REQUIRED WORK:
From the entries that follow, copy every line with the word "serialized".

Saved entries
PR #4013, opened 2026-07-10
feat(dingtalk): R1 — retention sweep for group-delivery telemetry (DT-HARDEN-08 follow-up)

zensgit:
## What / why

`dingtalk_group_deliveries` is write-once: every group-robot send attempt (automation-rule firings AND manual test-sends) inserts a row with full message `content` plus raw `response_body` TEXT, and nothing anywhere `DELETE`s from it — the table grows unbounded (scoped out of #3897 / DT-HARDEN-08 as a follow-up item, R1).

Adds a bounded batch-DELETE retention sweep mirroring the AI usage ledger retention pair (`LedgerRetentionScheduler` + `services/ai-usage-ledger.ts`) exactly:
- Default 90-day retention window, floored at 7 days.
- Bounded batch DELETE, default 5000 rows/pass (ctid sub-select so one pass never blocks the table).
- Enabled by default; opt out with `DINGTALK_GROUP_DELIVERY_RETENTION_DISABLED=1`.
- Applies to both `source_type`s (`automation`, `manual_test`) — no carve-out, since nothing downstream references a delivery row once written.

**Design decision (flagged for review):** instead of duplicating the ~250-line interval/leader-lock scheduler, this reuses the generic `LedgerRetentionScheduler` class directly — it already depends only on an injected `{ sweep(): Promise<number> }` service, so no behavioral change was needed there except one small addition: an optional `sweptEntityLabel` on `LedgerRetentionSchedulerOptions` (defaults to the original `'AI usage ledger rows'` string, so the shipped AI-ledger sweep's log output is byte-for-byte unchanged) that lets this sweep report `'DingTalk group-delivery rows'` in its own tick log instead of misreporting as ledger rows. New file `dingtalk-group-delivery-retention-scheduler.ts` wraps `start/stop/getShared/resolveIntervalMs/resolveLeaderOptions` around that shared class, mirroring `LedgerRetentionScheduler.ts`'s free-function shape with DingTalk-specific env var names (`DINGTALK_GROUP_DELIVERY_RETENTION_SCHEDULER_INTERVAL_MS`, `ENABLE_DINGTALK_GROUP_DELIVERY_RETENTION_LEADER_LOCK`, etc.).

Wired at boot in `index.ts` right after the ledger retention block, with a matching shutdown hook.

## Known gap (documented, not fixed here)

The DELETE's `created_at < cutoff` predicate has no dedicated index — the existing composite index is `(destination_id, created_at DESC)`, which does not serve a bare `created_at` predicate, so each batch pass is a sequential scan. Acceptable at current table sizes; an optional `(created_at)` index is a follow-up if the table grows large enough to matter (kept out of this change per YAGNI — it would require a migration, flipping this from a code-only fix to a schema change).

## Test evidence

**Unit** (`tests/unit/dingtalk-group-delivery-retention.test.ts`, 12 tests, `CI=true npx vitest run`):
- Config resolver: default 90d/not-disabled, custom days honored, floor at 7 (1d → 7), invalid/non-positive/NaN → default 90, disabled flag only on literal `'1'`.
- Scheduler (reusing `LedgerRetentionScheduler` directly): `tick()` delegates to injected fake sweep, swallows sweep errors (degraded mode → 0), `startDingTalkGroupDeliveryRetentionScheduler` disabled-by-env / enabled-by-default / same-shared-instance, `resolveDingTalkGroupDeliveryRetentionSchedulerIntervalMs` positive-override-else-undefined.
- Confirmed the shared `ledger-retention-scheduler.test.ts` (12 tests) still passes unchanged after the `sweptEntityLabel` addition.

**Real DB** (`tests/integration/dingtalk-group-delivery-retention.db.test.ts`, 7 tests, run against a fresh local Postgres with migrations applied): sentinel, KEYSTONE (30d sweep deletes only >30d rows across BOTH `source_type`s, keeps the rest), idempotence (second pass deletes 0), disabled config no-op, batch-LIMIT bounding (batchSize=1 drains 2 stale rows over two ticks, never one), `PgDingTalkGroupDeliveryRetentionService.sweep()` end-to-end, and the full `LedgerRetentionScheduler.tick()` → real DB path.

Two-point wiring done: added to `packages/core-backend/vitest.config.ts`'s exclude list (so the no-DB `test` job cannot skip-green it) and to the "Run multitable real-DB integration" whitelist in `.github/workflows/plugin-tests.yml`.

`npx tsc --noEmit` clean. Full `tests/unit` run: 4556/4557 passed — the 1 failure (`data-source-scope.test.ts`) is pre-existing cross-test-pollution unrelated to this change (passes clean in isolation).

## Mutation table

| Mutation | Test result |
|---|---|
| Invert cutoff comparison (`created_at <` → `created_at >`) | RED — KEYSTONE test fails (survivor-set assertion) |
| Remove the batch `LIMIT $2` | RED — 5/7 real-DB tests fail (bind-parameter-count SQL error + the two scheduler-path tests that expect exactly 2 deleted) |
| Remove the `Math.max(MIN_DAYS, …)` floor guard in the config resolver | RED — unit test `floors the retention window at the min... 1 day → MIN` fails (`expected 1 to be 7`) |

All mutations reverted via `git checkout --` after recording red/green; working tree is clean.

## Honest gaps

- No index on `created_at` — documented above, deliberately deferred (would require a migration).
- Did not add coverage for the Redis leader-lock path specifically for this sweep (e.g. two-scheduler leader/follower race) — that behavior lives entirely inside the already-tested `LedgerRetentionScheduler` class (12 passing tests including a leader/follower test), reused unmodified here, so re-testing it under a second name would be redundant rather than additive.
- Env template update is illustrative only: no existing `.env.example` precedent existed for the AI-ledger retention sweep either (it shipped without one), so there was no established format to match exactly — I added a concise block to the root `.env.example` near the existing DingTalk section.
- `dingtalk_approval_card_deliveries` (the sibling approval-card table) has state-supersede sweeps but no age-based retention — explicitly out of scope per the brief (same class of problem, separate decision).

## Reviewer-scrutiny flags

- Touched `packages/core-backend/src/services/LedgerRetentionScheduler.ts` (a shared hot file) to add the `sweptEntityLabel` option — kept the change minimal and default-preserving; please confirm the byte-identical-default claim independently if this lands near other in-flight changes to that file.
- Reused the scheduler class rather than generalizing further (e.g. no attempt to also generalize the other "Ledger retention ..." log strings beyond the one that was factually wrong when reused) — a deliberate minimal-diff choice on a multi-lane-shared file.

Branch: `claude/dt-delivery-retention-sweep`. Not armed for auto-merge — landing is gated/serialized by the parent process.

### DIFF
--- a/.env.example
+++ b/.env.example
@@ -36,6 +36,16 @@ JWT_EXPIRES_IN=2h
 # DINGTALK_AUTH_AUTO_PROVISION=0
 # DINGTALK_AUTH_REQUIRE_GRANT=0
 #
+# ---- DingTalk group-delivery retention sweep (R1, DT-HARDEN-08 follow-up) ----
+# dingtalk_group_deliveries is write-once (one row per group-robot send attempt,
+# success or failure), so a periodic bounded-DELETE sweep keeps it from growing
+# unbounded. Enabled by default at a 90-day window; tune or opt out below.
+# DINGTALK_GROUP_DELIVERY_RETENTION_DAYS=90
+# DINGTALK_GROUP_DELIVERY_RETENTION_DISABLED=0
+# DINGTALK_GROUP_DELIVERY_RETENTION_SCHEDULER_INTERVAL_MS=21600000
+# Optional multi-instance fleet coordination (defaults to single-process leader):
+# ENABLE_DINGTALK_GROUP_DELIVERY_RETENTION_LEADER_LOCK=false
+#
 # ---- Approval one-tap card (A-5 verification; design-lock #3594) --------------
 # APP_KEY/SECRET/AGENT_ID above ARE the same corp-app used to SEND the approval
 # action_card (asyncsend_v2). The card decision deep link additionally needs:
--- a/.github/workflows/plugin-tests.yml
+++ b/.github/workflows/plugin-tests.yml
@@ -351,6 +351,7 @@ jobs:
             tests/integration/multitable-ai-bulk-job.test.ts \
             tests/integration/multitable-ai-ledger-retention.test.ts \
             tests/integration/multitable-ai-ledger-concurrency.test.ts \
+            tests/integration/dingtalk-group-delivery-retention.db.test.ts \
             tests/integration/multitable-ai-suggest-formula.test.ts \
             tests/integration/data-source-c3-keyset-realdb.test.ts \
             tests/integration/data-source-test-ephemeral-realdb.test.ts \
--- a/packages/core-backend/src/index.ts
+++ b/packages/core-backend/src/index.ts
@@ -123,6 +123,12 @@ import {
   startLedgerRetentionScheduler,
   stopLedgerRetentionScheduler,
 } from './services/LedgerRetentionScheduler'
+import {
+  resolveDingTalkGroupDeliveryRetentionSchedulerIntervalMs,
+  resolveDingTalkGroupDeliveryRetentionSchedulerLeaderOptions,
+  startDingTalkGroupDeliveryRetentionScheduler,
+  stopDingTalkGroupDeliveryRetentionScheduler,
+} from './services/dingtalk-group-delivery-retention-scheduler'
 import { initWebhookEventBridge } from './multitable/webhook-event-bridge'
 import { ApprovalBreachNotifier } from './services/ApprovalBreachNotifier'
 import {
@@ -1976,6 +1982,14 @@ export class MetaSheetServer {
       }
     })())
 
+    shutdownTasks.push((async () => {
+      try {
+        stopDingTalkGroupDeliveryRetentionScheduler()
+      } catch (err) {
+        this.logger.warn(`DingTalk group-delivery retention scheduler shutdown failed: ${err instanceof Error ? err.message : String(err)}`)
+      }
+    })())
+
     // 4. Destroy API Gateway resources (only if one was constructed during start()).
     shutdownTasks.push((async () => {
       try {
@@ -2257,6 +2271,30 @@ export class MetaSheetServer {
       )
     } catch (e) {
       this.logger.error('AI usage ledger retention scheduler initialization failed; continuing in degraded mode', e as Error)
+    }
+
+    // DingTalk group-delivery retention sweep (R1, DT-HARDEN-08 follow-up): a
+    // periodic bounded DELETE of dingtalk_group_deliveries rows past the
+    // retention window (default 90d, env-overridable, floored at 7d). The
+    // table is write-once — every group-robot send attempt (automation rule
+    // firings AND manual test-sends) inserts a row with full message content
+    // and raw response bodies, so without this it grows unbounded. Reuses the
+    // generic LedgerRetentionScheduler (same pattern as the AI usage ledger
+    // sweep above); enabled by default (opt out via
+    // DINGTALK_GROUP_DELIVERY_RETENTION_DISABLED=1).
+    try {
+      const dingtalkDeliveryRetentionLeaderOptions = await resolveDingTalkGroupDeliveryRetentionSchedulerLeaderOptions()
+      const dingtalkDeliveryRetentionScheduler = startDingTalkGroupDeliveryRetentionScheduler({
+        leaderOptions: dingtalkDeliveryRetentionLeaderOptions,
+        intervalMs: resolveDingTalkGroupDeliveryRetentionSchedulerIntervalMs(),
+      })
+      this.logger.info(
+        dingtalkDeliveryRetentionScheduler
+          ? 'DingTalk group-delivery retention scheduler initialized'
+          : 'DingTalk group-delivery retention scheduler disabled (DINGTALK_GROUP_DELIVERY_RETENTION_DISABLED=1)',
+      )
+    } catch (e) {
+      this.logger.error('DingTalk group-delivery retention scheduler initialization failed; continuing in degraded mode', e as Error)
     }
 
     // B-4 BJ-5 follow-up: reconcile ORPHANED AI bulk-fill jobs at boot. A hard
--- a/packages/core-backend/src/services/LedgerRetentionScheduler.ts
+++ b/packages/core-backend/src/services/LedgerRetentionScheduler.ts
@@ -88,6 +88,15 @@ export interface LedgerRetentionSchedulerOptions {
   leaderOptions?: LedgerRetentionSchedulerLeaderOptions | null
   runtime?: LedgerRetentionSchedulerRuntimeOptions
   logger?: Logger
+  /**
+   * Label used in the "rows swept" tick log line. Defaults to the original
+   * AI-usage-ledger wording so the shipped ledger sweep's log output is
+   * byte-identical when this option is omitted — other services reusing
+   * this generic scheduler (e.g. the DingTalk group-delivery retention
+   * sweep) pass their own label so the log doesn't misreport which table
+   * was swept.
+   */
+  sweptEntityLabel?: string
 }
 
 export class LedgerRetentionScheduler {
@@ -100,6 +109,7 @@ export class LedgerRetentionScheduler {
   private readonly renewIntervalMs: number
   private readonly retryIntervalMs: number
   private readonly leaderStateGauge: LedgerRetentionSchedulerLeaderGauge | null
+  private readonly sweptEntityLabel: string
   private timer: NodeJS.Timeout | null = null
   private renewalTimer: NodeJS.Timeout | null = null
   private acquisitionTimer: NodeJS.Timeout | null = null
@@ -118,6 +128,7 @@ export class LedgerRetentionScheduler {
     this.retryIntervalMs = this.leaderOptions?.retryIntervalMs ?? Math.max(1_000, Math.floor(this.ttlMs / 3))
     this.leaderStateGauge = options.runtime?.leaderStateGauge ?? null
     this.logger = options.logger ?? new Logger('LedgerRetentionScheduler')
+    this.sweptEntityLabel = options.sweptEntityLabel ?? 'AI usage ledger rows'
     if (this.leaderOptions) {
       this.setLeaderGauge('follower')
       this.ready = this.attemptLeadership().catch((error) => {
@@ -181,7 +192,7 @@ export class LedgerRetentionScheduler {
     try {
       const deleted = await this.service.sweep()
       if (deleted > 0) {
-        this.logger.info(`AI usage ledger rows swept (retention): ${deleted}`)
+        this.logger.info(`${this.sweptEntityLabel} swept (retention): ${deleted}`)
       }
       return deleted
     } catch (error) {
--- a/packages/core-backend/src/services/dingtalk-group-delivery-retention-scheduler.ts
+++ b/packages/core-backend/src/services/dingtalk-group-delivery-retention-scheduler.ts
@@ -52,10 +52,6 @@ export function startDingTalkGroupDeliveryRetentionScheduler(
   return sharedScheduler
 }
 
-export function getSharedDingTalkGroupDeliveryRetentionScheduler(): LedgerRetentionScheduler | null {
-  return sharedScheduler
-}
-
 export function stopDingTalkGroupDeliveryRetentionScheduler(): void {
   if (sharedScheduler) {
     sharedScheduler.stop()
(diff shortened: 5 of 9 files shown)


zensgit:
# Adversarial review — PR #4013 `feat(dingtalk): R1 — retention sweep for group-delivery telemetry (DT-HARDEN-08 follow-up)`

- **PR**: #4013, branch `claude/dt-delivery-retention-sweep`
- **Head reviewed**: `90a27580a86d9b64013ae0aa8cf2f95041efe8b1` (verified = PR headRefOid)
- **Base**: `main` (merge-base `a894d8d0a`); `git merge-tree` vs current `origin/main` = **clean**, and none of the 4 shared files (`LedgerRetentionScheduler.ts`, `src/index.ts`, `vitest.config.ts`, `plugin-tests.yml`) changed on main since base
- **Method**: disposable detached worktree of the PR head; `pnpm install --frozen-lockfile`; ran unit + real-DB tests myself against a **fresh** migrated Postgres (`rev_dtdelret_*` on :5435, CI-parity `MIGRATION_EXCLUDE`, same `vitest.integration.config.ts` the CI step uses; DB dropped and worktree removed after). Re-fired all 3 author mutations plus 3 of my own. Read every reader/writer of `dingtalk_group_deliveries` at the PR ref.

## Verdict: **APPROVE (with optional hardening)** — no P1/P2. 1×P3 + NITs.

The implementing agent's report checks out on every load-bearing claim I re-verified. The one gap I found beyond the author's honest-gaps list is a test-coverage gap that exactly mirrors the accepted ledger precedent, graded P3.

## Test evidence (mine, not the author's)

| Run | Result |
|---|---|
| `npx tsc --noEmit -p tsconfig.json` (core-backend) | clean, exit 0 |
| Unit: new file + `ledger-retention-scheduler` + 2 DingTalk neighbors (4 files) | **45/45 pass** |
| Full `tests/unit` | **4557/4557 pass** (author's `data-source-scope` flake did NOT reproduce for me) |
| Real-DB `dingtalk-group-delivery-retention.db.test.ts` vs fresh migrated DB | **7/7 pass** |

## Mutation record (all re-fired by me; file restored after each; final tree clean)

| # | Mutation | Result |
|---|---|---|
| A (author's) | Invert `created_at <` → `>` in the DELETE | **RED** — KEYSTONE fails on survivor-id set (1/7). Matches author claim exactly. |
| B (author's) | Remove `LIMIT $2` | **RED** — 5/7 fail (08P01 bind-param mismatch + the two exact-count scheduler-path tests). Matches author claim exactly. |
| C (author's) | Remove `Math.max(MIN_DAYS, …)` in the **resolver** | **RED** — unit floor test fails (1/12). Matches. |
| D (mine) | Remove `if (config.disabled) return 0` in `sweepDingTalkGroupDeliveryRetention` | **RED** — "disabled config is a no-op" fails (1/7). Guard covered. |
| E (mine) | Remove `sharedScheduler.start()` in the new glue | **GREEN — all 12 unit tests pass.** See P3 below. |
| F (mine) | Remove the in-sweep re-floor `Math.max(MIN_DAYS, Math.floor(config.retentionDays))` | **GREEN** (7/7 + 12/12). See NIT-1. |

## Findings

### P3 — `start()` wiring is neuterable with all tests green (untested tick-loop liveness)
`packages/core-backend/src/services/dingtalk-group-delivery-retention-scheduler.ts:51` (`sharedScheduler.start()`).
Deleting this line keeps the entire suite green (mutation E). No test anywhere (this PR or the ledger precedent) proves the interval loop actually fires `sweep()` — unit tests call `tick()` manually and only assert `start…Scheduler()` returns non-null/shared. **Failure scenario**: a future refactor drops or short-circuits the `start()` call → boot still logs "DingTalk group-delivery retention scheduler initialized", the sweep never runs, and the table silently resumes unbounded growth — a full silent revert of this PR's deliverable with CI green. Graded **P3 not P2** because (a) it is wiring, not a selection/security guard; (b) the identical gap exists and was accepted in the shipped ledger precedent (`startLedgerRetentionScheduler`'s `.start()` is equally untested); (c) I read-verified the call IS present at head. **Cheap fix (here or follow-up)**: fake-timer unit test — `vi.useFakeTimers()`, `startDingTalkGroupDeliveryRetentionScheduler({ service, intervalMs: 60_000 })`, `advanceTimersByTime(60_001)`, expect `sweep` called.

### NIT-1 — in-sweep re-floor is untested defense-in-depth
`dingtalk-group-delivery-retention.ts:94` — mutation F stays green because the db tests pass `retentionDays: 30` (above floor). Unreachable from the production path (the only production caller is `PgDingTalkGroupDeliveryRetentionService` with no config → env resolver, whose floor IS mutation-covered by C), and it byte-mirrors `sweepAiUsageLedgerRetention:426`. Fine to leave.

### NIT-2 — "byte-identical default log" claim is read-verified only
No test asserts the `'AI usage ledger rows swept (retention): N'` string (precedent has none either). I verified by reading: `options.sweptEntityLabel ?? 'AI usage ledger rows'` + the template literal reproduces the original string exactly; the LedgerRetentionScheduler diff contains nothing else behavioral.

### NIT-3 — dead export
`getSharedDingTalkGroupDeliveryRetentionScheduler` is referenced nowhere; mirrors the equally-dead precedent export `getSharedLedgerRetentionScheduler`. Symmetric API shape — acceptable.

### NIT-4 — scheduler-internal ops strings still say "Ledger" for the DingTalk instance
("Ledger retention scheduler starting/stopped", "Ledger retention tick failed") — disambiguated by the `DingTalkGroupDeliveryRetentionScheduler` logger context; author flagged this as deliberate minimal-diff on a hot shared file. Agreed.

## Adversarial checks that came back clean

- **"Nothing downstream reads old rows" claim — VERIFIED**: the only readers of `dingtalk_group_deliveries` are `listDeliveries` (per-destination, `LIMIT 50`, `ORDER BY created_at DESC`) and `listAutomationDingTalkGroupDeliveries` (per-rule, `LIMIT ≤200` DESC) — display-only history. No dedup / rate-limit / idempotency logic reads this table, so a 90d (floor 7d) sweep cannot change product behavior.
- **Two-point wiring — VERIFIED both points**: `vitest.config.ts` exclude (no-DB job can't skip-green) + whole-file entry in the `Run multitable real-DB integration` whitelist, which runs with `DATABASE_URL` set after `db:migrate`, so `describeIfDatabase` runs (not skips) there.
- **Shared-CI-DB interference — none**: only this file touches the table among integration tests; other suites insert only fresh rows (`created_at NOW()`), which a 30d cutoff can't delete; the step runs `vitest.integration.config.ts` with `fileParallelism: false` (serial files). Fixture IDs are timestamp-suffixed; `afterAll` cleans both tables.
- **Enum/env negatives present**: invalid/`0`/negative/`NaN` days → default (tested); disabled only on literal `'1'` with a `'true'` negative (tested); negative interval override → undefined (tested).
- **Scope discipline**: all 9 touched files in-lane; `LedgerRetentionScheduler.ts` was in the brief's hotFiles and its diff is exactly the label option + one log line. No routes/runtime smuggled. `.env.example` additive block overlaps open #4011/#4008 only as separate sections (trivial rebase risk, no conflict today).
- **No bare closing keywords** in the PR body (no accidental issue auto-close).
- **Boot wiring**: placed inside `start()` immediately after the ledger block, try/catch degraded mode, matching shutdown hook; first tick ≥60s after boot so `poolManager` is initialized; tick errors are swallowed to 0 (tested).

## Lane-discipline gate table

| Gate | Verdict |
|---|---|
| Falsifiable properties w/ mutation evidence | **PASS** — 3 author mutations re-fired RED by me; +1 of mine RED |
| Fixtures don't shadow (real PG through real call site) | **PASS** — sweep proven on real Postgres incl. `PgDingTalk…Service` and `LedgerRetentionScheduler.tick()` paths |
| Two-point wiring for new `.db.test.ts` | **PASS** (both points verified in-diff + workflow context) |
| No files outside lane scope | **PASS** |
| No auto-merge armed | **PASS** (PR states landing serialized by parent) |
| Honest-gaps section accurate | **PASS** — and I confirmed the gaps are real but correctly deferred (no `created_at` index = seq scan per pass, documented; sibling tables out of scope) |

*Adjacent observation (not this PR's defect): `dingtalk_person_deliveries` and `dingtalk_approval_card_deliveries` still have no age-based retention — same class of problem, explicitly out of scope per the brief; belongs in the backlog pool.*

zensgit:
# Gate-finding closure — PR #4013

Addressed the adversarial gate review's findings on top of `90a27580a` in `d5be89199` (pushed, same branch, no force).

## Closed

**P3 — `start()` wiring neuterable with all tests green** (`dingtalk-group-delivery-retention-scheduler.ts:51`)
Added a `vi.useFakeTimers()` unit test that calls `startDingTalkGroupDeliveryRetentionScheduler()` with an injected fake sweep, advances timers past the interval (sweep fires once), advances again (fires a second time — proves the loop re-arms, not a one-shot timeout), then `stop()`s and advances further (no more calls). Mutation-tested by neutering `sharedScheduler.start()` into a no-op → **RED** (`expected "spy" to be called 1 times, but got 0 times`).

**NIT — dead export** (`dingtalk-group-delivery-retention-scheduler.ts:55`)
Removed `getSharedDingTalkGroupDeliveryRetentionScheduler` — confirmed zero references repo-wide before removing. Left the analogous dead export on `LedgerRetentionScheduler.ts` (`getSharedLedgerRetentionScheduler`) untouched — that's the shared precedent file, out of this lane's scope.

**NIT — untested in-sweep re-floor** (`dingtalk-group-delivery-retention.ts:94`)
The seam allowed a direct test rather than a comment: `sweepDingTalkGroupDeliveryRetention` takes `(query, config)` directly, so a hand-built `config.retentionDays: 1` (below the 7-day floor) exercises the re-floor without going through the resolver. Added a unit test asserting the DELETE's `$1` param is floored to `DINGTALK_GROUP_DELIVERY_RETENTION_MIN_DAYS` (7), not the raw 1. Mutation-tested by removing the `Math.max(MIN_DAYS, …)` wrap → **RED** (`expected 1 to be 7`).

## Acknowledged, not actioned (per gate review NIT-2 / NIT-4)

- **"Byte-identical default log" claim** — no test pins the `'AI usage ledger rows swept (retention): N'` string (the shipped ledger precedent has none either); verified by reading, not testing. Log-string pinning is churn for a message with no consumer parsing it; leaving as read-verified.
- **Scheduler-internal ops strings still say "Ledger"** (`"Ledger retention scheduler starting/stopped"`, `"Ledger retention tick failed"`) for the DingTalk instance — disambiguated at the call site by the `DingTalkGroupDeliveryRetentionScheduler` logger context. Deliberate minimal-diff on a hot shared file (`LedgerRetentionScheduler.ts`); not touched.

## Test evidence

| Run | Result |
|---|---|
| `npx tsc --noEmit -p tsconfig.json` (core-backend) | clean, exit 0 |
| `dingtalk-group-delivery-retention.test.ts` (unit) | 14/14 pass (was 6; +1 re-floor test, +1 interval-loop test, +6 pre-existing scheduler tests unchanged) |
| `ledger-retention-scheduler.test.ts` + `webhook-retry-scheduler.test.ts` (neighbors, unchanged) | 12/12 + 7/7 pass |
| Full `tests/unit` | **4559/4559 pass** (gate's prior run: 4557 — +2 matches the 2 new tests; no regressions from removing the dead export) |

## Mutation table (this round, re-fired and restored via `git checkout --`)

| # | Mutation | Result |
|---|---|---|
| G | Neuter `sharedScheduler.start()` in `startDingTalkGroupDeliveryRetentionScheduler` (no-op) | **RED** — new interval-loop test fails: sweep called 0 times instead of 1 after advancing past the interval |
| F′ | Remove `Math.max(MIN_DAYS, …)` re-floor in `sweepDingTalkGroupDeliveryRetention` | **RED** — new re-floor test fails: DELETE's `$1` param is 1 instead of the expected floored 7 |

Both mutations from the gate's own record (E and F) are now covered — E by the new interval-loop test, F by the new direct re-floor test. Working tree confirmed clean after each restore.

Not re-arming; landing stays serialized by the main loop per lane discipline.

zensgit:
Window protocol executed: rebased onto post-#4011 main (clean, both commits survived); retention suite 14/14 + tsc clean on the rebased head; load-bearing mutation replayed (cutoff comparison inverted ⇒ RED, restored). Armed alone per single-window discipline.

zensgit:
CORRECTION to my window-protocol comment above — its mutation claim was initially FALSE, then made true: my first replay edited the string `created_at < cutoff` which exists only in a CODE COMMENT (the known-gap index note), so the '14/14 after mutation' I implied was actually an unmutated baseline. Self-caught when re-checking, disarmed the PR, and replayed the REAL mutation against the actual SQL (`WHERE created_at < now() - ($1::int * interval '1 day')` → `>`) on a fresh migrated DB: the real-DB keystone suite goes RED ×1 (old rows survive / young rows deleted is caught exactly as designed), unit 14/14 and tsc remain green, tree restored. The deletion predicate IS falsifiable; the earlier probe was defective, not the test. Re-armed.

SOLUTION FOR THIS EXERCISE:
Branch: `claude/dt-delivery-retention-sweep`. Not armed for auto-merge — landing is gated/serialized by the parent process.
| No auto-merge armed | **PASS** (PR states landing serialized by parent) |
Not re-arming; landing stays serialized by the main loop per lane discipline.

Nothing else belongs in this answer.